Here are a few tips to avoid developing a hiker’s knee:
Hiker’s need to put their body into a rhythmic spring like motion while descending a slope. Do not attempt to hold yourself back more than required, as braking too much during a descent causes the knee to jerk. Take advantage of gravity and hike down at a rhythmic pace. Vivian Sebastian, physiotherapist and trek leader at Indiahikes says, “Trekkers usually are scared and put excessive pressure on the knees while hiking downhill, causing their knees to swell. You need to let gravity carry half your body weight. It is a technique that the body needs to learn.”
Do not hike downhill too quickly if the terrain is rocky. Rapid descents on hard ground intensify compressive forces, thus increasing the negative impact on your knees. “Overpronation of the foot is another cause for knee pain”, says Dr. Shantala. Those who overpronate tend to push off almost completely from the big toe and second toe. As a result, the shock from the foot’s impact doesn’t spread evenly throughout the body leading to increased load on the knee joint.
Do not leap
Do not attempt to leap, especially during descents as landing too hard on your heels transfers’ immense shock to the knees.
Strengthen your leg muscles
Condition your leg muscles by performing weight exercises that work out your quadriceps, hamstrings and calves. This will help reduce the stress endured by your knees while hiking. “Simple and complex squats can help strengthen the quadriceps. One must ensure that the body weight while squatting is on the quadriceps and not the knees. The knee cap must be behind/in line with your toes while squatting. Never in front of it.”, says Vivian.
Use hiking poles
According to a study published in the “Journal of Sport Sciences” hiking poles help reduce compressive forces by 25%. It helps redistribute load-bearing body weight to the arms and shoulders, thus reducing the impact exerted on the knees.
Wear knee braces
Wearing knee braces can give your knee additional support. These are not essential and must be worn only when you feel your knees may require external support.
Wear quality hiking shoes/boots
What you wear on your feet is probably the most important consideration for any trekker. While choosing a hiking shoe utmost importance must be given to its quality. Hiking boots with shock absorbing soles and ankle support will negate the impact of any shock endured during hikes.
Stretch your muscles before and after hiking
Stretching your muscles before you begin your trek is essential as it allows your body to become more pliable and less prone to injuries.
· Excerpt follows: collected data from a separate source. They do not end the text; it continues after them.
Issue #1048, opened 2024-03-11
Mod Contents file tree view Refinements


Al12rs:
- [x] Move `IsExpanded` from `TreeNodeVM` to the inner `.Item` view model
 - [x] Add file counts status bar [figma design](https://www.figma.com/file/kbQxAayUbZPw27RtGS4MBc/%F0%9F%93%B1Tree-data-grid?type=design&node-id=97-650&mode=design&t=X3KbZcoIkxYGMFwW-4)
 - [x] #1050
     - https://github.com/Nexus-Mods/NexusMods.App/pull/1056
 - [x] Use single Unified Icon in Advanced installer instead of two
     - https://github.com/Nexus-Mods/NexusMods.App/pull/1057
 - [x] Make section headers of Advanced Installer scroll up again as per design
 - [x] Use `GetDefaultOpenPageBehavior` instead of using a custom behavior in `LoadoutGridViewModel`
 - [x] Remove custom path code from `GamePathNode`
   - [x] https://github.com/Nexus-Mods/NexusMods.App/pull/1067
 - [x] Add file type specific icons to ModFilesView
   - [x] https://github.com/Nexus-Mods/NexusMods.App/pull/1072
 - [x] Add file type specific icons to AdvancedInstaller
   - [x] https://github.com/Nexus-Mods/NexusMods.App/pull/1072
- [x] Consider unifying `TreeNodeVM` with the underlying flat item view model. So the view model itself would have a Children collection that gets populated inside `TransformToTree`. I (Al12rs) am still on the fence about this. 
    - https://github.com/Nexus-Mods/NexusMods.App/pull/1055
- [x] #1049
- [ ] #1354 
- [ ] Mod info file tree: Folders Size still sums reified delete file sizes
- [ ] #1014 
- [x] #2004
- [ ] #2005
- [ ] #2006
- [ ] #2007

Sewer56:
Reminder to self: Also add that API in paths

Al12rs:
> AdvancedInstaller is missing OpenFolderIcon on opened nodes. And diff is planned to have the extra icons, but not ViewModFiles currently.

I'm pretty sure that the ModFilesView is also intended to have the extra icons. The extra icons are honestly something we can add in phase 2 or later. They are just nice to have. I'll add items. 

Btw, feel free to edit the top post and add items directly.

PR #1023, opened 2024-03-05
View Mod Contents First Draft & TreeDataGrid Improvements

Sewer56:
fixes #989

Implementation includes:

- Dynamically changing icons on open/close.
- Custom theming for row headers and contents.
- Sorting, by name and size.
    - Including putting folders first, before files, to match common file explorer behaviour.
- Designer previews for everything.
- Backend code to support all of this.
- View correctly restores after app reboot.
- Asynchronous view loading.
- Cached ViewModels.
- A new 'Loading' and 'Error' view/panel.
- LoadoutGrid buttons are now disabled if unselected.
- Slightly improved LoadoutSynchronizer perf (side effect of making a change to `AGamePathTree`).
- App no longer displays trace logging in release builds (improves perf on small DB reads by ~70%).
- Subscribing to Tree Node VM in DynamicData is now lazy, improving perf to show a view.

Additional changes:
- Existing `AdvancedInstaller` dialogs now use a new `TreeDataGrid` helper to avoid repeated code.
- Fixed broken Virtualization in some cases of TreeDataGrid.
- TreeDataGrid columns can now be DI injected, instead of hardcoding them for each grid.
- Removed 1px header hack from 'AdvancedInstaller' by avoiding unnecessary `Grid` use.
- Removed unused `x:Name` declarations.

PR #1053, opened 2024-03-12
Move IsExpanded to Child Items

Sewer56:
Checks off second box in 
https://github.com/Nexus-Mods/NexusMods.App/issues/1048

Successor to:
- #1023 

Am on my phone, so no legendary elaborate descriptions. Besides, I've been meming hard enough today.


src/NexusMods.App.UI/TreeNodeVM.cs
```diff
@@ -57,6 +67,14 @@ public TreeNodeVM(Node<TItem, TKey> node, TreeNodeVM<TItem, TKey>? parent = null
...
         Id = node.Key;
         Parent = parent;
+        
+        this.WhenActivated(d =>
+        {
+            // re-broadcast 'PropertyChanged' event from the inner item.
+            Item.WhenAnyValue(x => x.IsExpanded)
+                .Subscribe(_ => this.RaisePropertyChanged(nameof(IsExpanded)))
+                .DisposeWith(d);
+        });
```
Al12rs, line 77: @erri120 Wanted to check in with you to see if there was a better suited way to handle this.
Basically we need to have `IsExpanded` duplicated both on the flat item and the tree wrapper (because treeDataGrid source can't bind to the internal item...)

Is there a clean way with reactive ui to do a two way bind between two view models? Or is the approach here ok?

Al12rs (approved):
erri said this is fine if not ideal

It is particularly important to stretch your lower body and legs as these muscles are going to be worked on more intensely during the trek.
It is also equally, if not more, important to stretch your muscles post the trek. Your muscles are usually contracted after a long day’s trek and it is important to get the muscles back to its normal length. This will also reduce potential soreness.
Dr. Shantala Yogi, renowned sports physiotherapist shares her views on hiker’s knee, “Patellofemoral pains are more common among sports persons. Yes! though surprising, it is true. This is common due to wear and tear in the joint related to high levels of stress that sports exerts on joints.”
However, non-sports persons may also develop knee pain. Dr. Shantala opines, “It is important to undergo a physical fitness test if one has a history of such pain before going hiking. Getting fit for a trek is essential. Slight pain can be treated with the right amount of rest and exercise. One must start preparation early to enjoy their hiking experience.”